**WORK REQUIRED**
Among the records, which lines hold the word "WHATWG"? Pick them out.

╭─ DATA FOR THE TASK

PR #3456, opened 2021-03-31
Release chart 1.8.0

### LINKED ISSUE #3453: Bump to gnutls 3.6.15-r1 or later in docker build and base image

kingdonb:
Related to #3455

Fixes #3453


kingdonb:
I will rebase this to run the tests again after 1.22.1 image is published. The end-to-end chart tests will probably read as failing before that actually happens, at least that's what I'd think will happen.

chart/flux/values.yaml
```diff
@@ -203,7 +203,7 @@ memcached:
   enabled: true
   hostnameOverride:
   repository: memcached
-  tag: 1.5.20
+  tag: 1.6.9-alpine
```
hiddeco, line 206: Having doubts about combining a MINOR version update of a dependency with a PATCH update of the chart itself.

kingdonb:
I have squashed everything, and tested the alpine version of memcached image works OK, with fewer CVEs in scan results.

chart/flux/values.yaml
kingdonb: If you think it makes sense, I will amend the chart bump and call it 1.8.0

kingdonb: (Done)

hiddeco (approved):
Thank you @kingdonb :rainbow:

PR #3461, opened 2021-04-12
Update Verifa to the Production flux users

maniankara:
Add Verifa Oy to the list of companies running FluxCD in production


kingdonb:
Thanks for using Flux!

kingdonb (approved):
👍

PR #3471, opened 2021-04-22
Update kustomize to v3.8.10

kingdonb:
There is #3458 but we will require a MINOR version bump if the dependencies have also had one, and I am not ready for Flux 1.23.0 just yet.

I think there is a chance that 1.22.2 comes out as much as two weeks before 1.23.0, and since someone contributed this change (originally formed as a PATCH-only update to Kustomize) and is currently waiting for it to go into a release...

╰─
╭─ DATA FOR THE TASK

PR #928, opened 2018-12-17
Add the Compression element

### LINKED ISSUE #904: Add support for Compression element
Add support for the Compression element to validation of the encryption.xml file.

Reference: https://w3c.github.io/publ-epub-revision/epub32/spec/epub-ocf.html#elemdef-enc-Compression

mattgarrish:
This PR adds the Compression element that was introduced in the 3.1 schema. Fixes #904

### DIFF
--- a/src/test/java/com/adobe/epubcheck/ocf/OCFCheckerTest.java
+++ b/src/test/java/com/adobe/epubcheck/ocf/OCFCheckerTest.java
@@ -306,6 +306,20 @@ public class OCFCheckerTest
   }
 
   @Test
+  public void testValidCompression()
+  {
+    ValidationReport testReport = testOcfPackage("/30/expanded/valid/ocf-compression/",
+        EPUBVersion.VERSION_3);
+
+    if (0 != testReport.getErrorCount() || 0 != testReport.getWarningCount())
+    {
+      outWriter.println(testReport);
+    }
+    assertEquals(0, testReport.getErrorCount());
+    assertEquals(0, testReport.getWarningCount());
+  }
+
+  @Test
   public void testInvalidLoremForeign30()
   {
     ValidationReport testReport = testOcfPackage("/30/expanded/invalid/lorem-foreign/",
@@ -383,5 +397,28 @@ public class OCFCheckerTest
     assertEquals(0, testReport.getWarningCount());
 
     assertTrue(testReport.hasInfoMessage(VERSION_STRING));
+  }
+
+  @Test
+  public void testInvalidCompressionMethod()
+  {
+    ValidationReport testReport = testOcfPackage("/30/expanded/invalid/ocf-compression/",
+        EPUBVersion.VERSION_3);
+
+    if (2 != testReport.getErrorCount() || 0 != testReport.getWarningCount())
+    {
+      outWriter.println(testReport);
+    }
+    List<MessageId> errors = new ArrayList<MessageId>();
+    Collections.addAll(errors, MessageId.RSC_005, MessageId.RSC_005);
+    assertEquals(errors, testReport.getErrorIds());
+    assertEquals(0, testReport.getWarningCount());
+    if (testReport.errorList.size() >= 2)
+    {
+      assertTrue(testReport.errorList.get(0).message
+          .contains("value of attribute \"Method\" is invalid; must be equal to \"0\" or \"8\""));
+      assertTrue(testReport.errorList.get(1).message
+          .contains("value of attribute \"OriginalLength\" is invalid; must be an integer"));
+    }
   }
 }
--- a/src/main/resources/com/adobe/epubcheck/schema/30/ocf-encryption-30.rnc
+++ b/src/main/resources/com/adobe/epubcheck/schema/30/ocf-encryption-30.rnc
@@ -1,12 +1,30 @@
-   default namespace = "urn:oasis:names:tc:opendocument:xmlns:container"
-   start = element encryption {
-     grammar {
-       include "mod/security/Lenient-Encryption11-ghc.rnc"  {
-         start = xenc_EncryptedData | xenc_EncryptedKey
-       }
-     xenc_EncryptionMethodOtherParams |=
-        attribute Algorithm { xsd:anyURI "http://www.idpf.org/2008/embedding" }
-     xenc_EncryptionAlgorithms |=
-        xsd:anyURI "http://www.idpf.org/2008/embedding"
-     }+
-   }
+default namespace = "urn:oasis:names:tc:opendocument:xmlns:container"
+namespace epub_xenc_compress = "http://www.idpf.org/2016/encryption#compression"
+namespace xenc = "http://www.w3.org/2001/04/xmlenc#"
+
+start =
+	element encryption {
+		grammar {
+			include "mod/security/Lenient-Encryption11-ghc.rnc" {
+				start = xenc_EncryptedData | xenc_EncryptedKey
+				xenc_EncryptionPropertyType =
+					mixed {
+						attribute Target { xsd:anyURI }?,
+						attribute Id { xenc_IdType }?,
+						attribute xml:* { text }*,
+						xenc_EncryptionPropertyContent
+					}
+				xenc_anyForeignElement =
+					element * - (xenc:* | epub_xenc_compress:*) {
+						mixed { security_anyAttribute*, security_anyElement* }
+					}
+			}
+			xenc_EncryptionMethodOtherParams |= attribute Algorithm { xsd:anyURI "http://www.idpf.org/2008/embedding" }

╰─
╭─ DATA FOR THE TASK

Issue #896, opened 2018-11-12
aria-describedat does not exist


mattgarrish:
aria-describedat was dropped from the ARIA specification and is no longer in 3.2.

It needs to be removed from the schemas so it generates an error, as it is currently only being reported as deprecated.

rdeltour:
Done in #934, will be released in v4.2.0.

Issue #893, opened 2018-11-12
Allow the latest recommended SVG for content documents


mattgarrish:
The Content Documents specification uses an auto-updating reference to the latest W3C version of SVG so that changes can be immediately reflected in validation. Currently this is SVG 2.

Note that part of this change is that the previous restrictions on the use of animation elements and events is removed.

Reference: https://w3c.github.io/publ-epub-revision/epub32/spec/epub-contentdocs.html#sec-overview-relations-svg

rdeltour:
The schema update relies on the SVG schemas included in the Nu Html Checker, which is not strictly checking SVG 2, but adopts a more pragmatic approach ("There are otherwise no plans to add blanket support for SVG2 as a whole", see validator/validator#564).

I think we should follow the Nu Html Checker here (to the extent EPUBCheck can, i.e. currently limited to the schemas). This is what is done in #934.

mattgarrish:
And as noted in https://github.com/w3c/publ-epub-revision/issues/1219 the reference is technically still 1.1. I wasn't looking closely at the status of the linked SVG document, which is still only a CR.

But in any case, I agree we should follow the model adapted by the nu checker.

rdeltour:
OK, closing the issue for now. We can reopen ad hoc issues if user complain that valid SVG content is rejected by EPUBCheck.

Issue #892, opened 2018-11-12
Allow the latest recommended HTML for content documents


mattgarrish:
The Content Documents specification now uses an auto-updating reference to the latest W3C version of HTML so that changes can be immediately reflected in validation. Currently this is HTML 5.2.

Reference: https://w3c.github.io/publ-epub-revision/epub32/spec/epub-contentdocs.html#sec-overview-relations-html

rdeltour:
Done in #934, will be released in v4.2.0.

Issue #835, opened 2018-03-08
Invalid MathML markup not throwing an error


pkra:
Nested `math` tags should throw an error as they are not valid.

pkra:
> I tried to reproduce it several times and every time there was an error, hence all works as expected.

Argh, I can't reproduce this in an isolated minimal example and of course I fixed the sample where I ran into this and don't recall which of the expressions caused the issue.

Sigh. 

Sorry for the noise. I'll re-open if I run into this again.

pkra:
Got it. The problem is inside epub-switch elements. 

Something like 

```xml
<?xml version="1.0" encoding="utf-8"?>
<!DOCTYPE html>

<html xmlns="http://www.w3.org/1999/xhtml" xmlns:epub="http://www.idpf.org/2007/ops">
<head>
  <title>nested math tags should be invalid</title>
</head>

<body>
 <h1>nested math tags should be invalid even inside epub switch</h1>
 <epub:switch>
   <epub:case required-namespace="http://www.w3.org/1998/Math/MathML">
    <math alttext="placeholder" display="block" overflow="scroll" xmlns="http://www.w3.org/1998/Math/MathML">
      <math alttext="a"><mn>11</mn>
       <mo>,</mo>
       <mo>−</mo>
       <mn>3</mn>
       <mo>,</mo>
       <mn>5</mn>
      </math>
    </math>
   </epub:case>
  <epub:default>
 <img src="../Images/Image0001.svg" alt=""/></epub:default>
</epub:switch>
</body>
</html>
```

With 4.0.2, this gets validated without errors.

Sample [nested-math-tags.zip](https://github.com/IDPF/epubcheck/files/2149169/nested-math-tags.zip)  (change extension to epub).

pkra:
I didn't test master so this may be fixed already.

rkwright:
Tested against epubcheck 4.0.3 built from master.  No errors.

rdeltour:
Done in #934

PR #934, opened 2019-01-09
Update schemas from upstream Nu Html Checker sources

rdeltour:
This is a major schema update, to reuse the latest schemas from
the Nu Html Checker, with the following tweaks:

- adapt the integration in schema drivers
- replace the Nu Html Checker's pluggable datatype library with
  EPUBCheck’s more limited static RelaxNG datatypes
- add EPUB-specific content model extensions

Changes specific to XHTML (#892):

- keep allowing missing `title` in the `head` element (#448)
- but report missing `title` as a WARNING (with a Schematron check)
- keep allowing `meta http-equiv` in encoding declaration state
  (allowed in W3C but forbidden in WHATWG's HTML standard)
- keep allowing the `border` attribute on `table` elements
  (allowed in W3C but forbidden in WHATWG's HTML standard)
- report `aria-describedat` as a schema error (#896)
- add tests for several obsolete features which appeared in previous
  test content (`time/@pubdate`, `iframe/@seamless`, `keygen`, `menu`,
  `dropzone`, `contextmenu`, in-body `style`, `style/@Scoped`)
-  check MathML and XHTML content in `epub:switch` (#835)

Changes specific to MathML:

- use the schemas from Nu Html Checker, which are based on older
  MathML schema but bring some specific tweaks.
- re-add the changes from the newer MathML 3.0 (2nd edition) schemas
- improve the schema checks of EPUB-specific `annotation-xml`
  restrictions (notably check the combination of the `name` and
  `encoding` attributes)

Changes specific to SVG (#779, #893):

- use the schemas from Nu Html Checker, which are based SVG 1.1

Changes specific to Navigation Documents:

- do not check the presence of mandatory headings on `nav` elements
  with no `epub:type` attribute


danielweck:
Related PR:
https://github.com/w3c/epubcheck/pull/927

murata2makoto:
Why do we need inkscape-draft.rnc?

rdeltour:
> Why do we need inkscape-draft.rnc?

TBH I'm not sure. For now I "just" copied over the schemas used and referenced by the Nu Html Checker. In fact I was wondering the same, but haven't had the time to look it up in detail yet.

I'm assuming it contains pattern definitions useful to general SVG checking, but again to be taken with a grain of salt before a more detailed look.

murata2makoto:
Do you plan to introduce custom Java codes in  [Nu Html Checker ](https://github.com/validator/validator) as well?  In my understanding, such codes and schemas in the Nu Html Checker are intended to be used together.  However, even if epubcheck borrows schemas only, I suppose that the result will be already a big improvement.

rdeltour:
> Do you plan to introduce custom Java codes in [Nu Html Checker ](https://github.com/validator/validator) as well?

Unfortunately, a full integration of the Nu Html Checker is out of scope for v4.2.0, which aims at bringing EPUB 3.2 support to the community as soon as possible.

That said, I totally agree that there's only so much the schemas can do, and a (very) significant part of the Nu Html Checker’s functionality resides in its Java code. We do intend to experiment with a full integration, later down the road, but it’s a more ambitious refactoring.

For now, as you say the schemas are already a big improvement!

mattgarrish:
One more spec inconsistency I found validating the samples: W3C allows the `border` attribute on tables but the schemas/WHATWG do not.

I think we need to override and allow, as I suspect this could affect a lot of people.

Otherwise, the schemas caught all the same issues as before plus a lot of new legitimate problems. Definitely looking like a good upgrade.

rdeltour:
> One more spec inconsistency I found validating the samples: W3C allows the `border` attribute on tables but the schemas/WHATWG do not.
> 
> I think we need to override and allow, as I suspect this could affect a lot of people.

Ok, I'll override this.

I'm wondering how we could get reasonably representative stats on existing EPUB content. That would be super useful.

╰─

**EXERCISE SOLUTION**
  (allowed in W3C but forbidden in WHATWG's HTML standard)
  (allowed in W3C but forbidden in WHATWG's HTML standard)
One more spec inconsistency I found validating the samples: W3C allows the `border` attribute on tables but the schemas/WHATWG do not.
> One more spec inconsistency I found validating the samples: W3C allows the `border` attribute on tables but the schemas/WHATWG do not.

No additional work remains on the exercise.